This article originally appeared in Real Clear World.
By Joe Varner, August 14, 2025
Eighty-seven years after Neville Chamberlain’s fateful handshake with Adolf Hitler, the West stands on the brink of another Munich—only this time, the map on the table is Ukraine.
In 1938, Great Britain and France convened in Munich with Adolf Hitler and Benito Mussolini—without Czechoslovakia or its Soviet ally—to negotiate the fate of the Sudetenland. The result was a capitulation dressed as diplomacy. British Prime Minister Neville Chamberlain, seeking to “buy time,” ceded the fortified and defensible Sudetenland to Hitler. That sacrifice left Czechoslovakia vulnerable, undermined its security, and paved the way for its total occupation within months. Chamberlain, an honourable man who misjudged his adversaries, went down in history as the symbol of appeasement.
Nearly nine decades later, history is threatening to repeat itself. The victim this time is not Czechoslovakia, but Ukraine. Russian President Vladimir Putin has never abandoned his maximalist objectives: Ukraine’s demilitarization, exclusion from NATO, regime change on Moscow’s terms, and the formal annexation of Crimea, Kherson, Zaporizhzhia, Donetsk, and Luhansk. Moscow’s latest demands—already framed as the starting point for “peace” talks—include Ukraine’s withdrawal from its remaining footholds in Donetsk and Luhansk, handing over civilians to almost certain reprisals.
Reports differ on the role of U.S. Envoy Steve Witkoff during his recent visit to Moscow, but whether through confusion, misdirection, or acquiescence, he has set the stage for a Trump–Putin summit on August 15 in Alaska—a meeting that, incredibly, Ukraine and its European allies may be excluded from. President Donald Trump has pledged to “end the war” and appears prepared to do so at a steep cost. The terms being floated are nothing short of “Munich-like”: a ceasefire in exchange for Ukraine ceding its most defensible ground.
Foremost among the sacrifices would be Ukraine’s Fortress City Belt in Donetsk—four fortified urban centers strung along the H-20 highway between Kostyantynivka and Slovyansk. This network has withstood repeated Russian assaults since 2014. Its loss would force Ukraine to build new defensive lines between Kharkiv and Dnipropetrovsk, on ground ill-suited for defence, leaving the country open to renewed Russian offensives from the north or south. Worse, Russian forces could mass along these new frontiers under the cover of a ceasefire, bypassing Ukrainian positions in any future war.
A ceasefire under these conditions would not be peace—it would be a pause, buying Moscow time to consolidate gains, rearm, and prepare the next phase of conquest. U.S. and NATO fatigue with the war would likely curtail military aid, further eroding Ukraine’s ability to resist.

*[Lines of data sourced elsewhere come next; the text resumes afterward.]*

PR #763, opened 2025-06-11
Update shared secret test

hvge:
Added a test case that generates counterpart SharedSecretHybrid responses to requests created by the mobile client. This tests the full request-response cycle using data originating from both parties.


romanstrobl (approved):
Thanks for the test vectors.

PR #767, opened 2025-06-13
Fix #766: Generate test vectors for JWT used in temporary keys

### LINKED ISSUE #766: Generate test vectors for JWT used in temporary keys
### Task specification

Generate test vectors for JWT requests and responses used in temporary keys and validating signatures with different algorithms.

romanstrobl:
Test vectors for JWT requests and responses for algorithms `EC_384` and `EC_384_ML_L3`.


hvge (approved):
Looks OK

PR #778, opened 2025-07-03
Fix #768: Improve crypto agility for PQC KEM and DSA

### LINKED ISSUE #768: Improve crypto agility for PQC KEM and DSA
### Description

Improve crypto agility by switching from concrete classes to interfaces for:
- PQC KEM
- PQC DSA
- associated key convertors

Allow instantiation based on PQC algorithms with generic interfaces and swappable implementations.

### Acceptance criteria

It is possible to swith different PQC algorithms easily.

### Technical specification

Ukraine’s President Volodymyr Zelenskyy has flatly rejected territorial concessions. Most European allies—especially the Baltic states, Poland, Romania, Sweden, and Finland—understand the stakes: if Ukraine falls, they may be next. Yet, as of now, only Putin and Trump are poised to decide Ukraine’s fate.
The stakes for NATO could not be higher. A “peace at any price” deal would fracture the alliance’s credibility, embolden the Kremlin, and invite further aggression. At a minimum, European and Canadian leaders must press Washington to ensure Ukraine and Europe have seats at the table. If the U.S. insists on a land-for-peace deal, NATO’s answer should be immediate: accelerate Ukraine’s full membership and extend Article Five guarantees to deter further Russian advances.

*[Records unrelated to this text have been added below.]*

PR #787, opened 2025-08-04
Fix #704: Update activation methods for crypto4

### LINKED ISSUE #704: Update activation methods for crypto4
### Description

The changes in cryptography should be reflected in activation support classes.

### Acceptance criteria

_No response_

### Technical specification

_No response_

### QA specification

_No response_

romanstrobl:
I implemented v4 activation fingerprints and activation code signatures.

I also updated tests to cover the v4 scenarios and updated test vectors.

I plan to add more tests in future pull requests to cover all v4 changes.

### DIFF
--- a/powerauth-java-crypto/src/main/java/com/wultra/security/powerauth/crypto/lib/util/ECPublicKeyFingerprint.java
+++ b/powerauth-java-crypto/src/main/java/com/wultra/security/powerauth/crypto/lib/util/ECPublicKeyFingerprint.java
@@ -29,6 +29,7 @@ import java.security.MessageDigest;
 import java.security.NoSuchAlgorithmException;
 import java.security.interfaces.ECPublicKey;
 import java.util.Arrays;
+import java.util.Objects;
 
 /**
  * Class that is used for computing EC public key fingerprint. Goal of the public key fingerprint is to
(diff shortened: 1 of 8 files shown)


powerauth-java-crypto/src/main/java/com/wultra/security/powerauth/crypto/lib/util/ECPublicKeyFingerprint.java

Appeasement did not work in 1938, and it will not work in 2025. The cost of sacrificing Ukrainian territory will not be stability, but a larger war—one in which another European capital becomes the next target. And while the Alaska venue is symbolic for Washington, in the minds of Russian nationalists it may be more than that—another piece of “lost” imperial territory to be reclaimed in Moscow’s imagined future.

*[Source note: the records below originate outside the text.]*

PR #793, opened 2025-08-08
Fix #792: Update authentication code component size for crypto4

### LINKED ISSUE #792: Update authentication code component size for crypto4
### Task specification

The authentication code component size should be 32 bytes for crypto4.

romanstrobl:
Updated authentication code component size to 32B for crypto4.


jnpsk (approved):
looks ok

PR #800, opened 2025-09-05
Fix #799: ByteUtils.subarray should accept 0 length

### LINKED ISSUE #799: ByteUtils.subarray should accept 0 length

develop

### Environment

local

Currently the method ByteUtils.subarray() does not accept zero length. This can be a valid use case, so it should just return an empty array.

### Log output

_No response_

romanstrobl:


powerauth-java-crypto/src/main/java/com/wultra/security/powerauth/crypto/lib/util/ByteUtils.java
```diff
@@ -138,9 +138,12 @@ public static byte[] subarray(byte[] array, int start, int length) {
         if (start < 0) {
             throw new IllegalArgumentException("Invalid start index");
         }
-        if (length <= 0) {
+        if (length < 0) {
             throw new IllegalArgumentException("Invalid length");
         }
+        if (length == 0) {
+            return new byte[0];
+        }
```
jnpsk: Since the zero-length check runs before validating array bounds, the method accepts calls like `ByteUtils.subarray(new byte[]{1, 2, 3}, 50, 0)`.
I’d either move that explicit check after the index validation or remove it entirely and let `System#arraycopy` handle the zero-length case too.

romanstrobl: Good point, I will move it after.

jnpsk (approved):
looks ok

PR #9, opened 2017-05-14
Adds better commentary to lucky-strike. Adds hit-harder.

cormacmccarthy:


tweettypography:
Can we move the stroke of luck / curse logic to a shared place? It varies somewhat per card but at least to the base class of the card type? It's duplicated quite a bit right now

cormacmccarthy:
Good call

cormacmccarthy:
Done

Issue #16, opened 2017-05-15
Card Energy


cormacmccarthy:
Each turn, your monster should gain N amount of energy (dependent upon level), of which unused energy will carry over from turn to turn, round to round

This is not just a test of Ukraine’s survival. It is a test of the West’s ability to recognize—and resist—the oldest trap in diplomacy: mistaking the surrender of others’ lands for peace. If Alaska becomes this century’s Munich, it will not mark the end of the Ukraine war—it will mark the beginning of the next, and the collapse of the West’s ability to deter it.
Joe Varner is a senior fellow at the Macdonald-Laurier Institute in Ottawa and the Center for North American Prosperity and Security in Washington, D.C.